John & Jane are married. The probability that John watches a certain television show is .4. The probability that Jane watches the show is .5. The probability that John watches the show, given that Jane does, is .7.

1) find probability that both John & Jane watch the show.
2) Find the probability that Jane watches the show, given that John does.
3) Do John & Jane watch the show independently of each other?

A

P(Jane and John) = P(John | Jane) * P(Jane) = (0.7) * (0.5) = 0.35

B
P(Jane | John) = P(Jane and John) / P(John) = (0.35) / (0.4) = 0.875

C
P(Jane) * P(John) = (0.5) * (0.4) = 0.20

P(Jane and John) ≠ P(Jane) * P(John) = 0.35 ≠ 0.20

The two events are not independent do to the fact that P(Jane and John) ≠ P(Jane) X P(John). With that being said, John and Jane do not watch the show independently of each other.

1) To find the probability that both John and Jane watch the show, we can multiply their individual probabilities. So, the probability is 0.4 * 0.5 = 0.2.

2) To find the probability that Jane watches the show given that John does, we can use conditional probability. The probability is given as 0.7, which means that if John watches the show, there is a 70% chance that Jane will also watch it.

3) No, John and Jane do not watch the show independently of each other.
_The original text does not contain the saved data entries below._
PR #2016, opened 2026-02-25
fix(deacon): respawn dead pane instead of kill+recreate to prevent crash loop

l0g1x:
## Summary

- The deacon exits cleanly after each ~3-minute patrol cycle, but the daemon's 3-minute heartbeat races with the auto-respawn hook's 3-second sleep. The daemon finds the dead pane, treats it as a zombie, kills + recreates the session, and increments the crash counter. After 5 restarts in 15 minutes → crash loop.
- When the deacon manager finds a dead pane (process exited, `remain-on-exit` on), use `respawn-pane` to restart in place instead of killing the session. Returns `ErrAlreadyRunning` → daemon calls `RecordSuccess()` instead of `RecordRestart()`.
- Also adds `IsPaneDead()` and `RespawnPaneDefault()` to the tmux package, and fixes `SetAutoRespawnHook` to include `-L <socket>` in embedded tmux commands (missed by the multi-town socket migration in 33362a75).

## Changes

- `internal/deacon/manager.go`: Dead pane → try `RespawnPaneDefault` before falling through to kill+recreate
- `internal/deacon/manager_test.go`: 3 new tests for dead pane vs zombie shell recovery paths
- `internal/tmux/tmux.go`: Added `IsPaneDead()`, `RespawnPaneDefault()`, fixed socket flag in `SetAutoRespawnHook`
- `internal/tmux/respawn_hook_test.go`: Integration tests for auto-respawn hook on isolated socket servers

The fact that the probability of John watching the show changes when we know that Jane is watching it indicates that their watching behaviors are not independent.

To find the probabilities, we can use the rules of conditional probability.

1) To find the probability that both John and Jane watch the show, we can use the formula for the intersection of two events:

P(John and Jane watch the show) = P(John watches the show) * P(Jane watches the show, given that John does)

P(John and Jane watch the show) = 0.4 * 0.7 = 0.28

So, the probability that both John and Jane watch the show is 0.28.

2) To find the probability that Jane watches the show, given that John does, we can use the formula for conditional probability:

P(Jane watches the show, given that John does) = P(John and Jane watch the show) / P(John watches the show)

P(Jane watches the show, given that John does) = 0.28 / 0.4 = 0.7

So, the probability that Jane watches the show, given that John does, is 0.7.

3) To determine whether John and Jane watch the show independently of each other, we need to compare the probability of both events happening together (watching the show) to the probability of the events happening separately (independently).

If the events are independent, then the probability of both events happening together should be equal to the product of the probabilities of each event happening separately.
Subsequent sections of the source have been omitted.